Symptoms of Neuroleptic Malignant Syndrome (NMS)
NMS presents with a classic tetrad of symptoms: altered mental status, muscle rigidity, hyperthermia, and autonomic dysfunction—all of which must be evaluated immediately in any patient taking antipsychotic medications. 1
Cardinal Clinical Features
Mental Status Changes
- Delirium is the most common presentation, ranging from alert mutism to agitation, stupor, or coma 1
- Altered consciousness including confusion, agitation, aggression, or catatonic states 2, 3
- Mental status alterations are assigned 13 points in the diagnostic scoring system 1
Muscle Rigidity
- Lead pipe rigidity is the most common neurologic finding and the hallmark of NMS 1
- Other muscle abnormalities include akinesia, dyskinesia, or waxy flexibility 1
- Muscle rigidity is often associated with myonecrosis, myoglobinuria, and elevated serum CPK 3
- Rigidity is assigned 17 points in the diagnostic scoring system 1
- This distinguishes NMS from serotonin syndrome, which presents with hyperreflexia, clonus, and myoclonus rather than lead-pipe rigidity 1
Hyperthermia
- Fever progressing to hyperthermia is a key symptom, with diagnostic criteria requiring temperature >100.4°F oral on ≥2 occasions 1
- Hyperpyrexia is a defining feature 4, 2
- Hyperthermia is assigned 18 points in the diagnostic scoring system 1
Autonomic Dysfunction
- Tachycardia and blood pressure fluctuations are common autonomic symptoms, often preceding other manifestations 1
- Irregular pulse or blood pressure, cardiac dysrhythmias 4, 2
- Diaphoresis (excessive sweating) is frequent 1
- Tachypnea 3
- Sympathetic nervous system lability is assigned 10 points diagnostically 1
Additional Clinical Manifestations
Early Symptoms
- Sialorrhea (excessive salivation) and dysphagia may occur 1
- Urine incontinence 3
- Pallor and dehydration 3
Laboratory Abnormalities
- Creatine kinase elevation ≥4 times upper limit of normal (assigned 10 points diagnostically) 1
- Leukocytosis with white blood cell count of 15,000-30,000 cells/mm³ 1, 3
- Electrolyte abnormalities consistent with dehydration 1
- Elevated liver enzymes 1
- Myoglobinuria from rhabdomyolysis 2, 3
Critical Diagnostic Considerations
Timing and Context
- Symptoms typically develop within days after starting or increasing antipsychotic medication 1
- Dopamine antagonist exposure or dopamine agonist withdrawal within 3 days is assigned 20 points diagnostically 1
- NMS can occur with all neuroleptics, both typical (like haloperidol) and atypical (like risperidone), most often during the first week of treatment or after dose increases 4, 2, 5
Variable Presentations
- Not all patients will have all classic signs and symptoms—presentations can be variable and attenuated 6, 5
- Minor muscular rigidity may occur in atypical presentations, making diagnosis more challenging 5
- Long-acting depot antipsychotics can complicate diagnosis, as symptoms may persist for weeks due to prolonged drug release 5
Differential Diagnosis Features
The diagnosis is clinical with no pathognomonic laboratory criteria, requiring exclusion of: 1
- Serotonin syndrome (distinguished by hyperreflexia, clonus, myoclonus, and recent serotonergic drug exposure rather than lead-pipe rigidity)

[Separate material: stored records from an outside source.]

PR #243, opened 2019-09-20
Fix ObjectSearch multiselect

mumumumu:
Store previously selected options because options get cleared on each search.

### DIFF
--- a/src/inputs/ObjectSearch.tsx
+++ b/src/inputs/ObjectSearch.tsx
@@ -50,7 +50,6 @@ class ObjectSearch extends Component<IObjectSearchProps> {
 
   @observable private previousEndpoint = '';
   @observable private previousSearchFilters = '';
-  @observable private previousSelectedOptions: IEndpointOption[] = [];
 
   public static defaultProps: Partial<IObjectSearchProps> = {
     debounceWait: DEFAULT_DEBOUNCE_WAIT,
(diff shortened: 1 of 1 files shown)


src/inputs/ObjectSearch.tsx
```diff
@@ -233,7 +234,9 @@ class ObjectSearch extends Component<IObjectSearchProps> {
     // Select from search
     if (this.isMultiSelect) {
       const selectedOptionIds = selectedOption.map((_selectedOption: any) => _selectedOption.key)
-        , foundOptions = this.options.filter(option => selectedOptionIds.includes(option.id));
+        , optionsToSearch = Array.from(new Set([...this.previousSelectedOptions, ...this.options]))
+        , foundOptions = optionsToSearch.filter((option: any) => selectedOptionIds.includes(option.id));
+      this.previousSelectedOptions = foundOptions;
```
rkuykendall: Would this break on a non-empty form? Aren't `previousSelectedOptions ` in `value`?

mumumumu: Yeah, that's a good catch, will update.

src/inputs/ObjectSearch.tsx
```diff
@@ -233,7 +233,8 @@ class ObjectSearch extends Component<IObjectSearchProps> {
     // Select from search
     if (this.isMultiSelect) {
       const selectedOptionIds = selectedOption.map((_selectedOption: any) => _selectedOption.key)
-        , foundOptions = this.options.filter(option => selectedOptionIds.includes(option.id));
+        , optionsToSearch = Array.from(new Set([...this.injected.value, ...this.options]))
```
rkuykendall: Since we don't have an ORM, I don't _think_  `Array.from(new Set(` here will actually remove duplicates. It would keep both, as shown here:
```ts
Array.from(new Set([{ id: '1' }, { id: '1' }])) => [{ id: '1' }, { id: '1' }]
```
Perhaps instead we should do use [uniqBy](https://lodash.com/docs/4.17.15#uniqBy)?
```ts
_.uniqBy([{ id: '1' }, { id: '1' }], 'id').length => 1
```
like so:
```ts
        , optionsToSearch = uniqBy([...this.injected.value, ...this.options], 'id')
```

- Malignant hyperthermia (triggered by anesthetics, not antipsychotics)
- Anticholinergic toxicity
- CNS infections (meningitis, encephalitis)
- Acute catatonia
Clinical Urgency
Early recognition is crucial: mortality has decreased from 76% in the 1960s to <10-15% with prompt management 1, 7, but life-threatening complications remain common, including rhabdomyolysis, metabolic acidosis, renal failure, seizures, disseminated intravascular coagulation, hepatotoxicity, and pulmonary edema 1.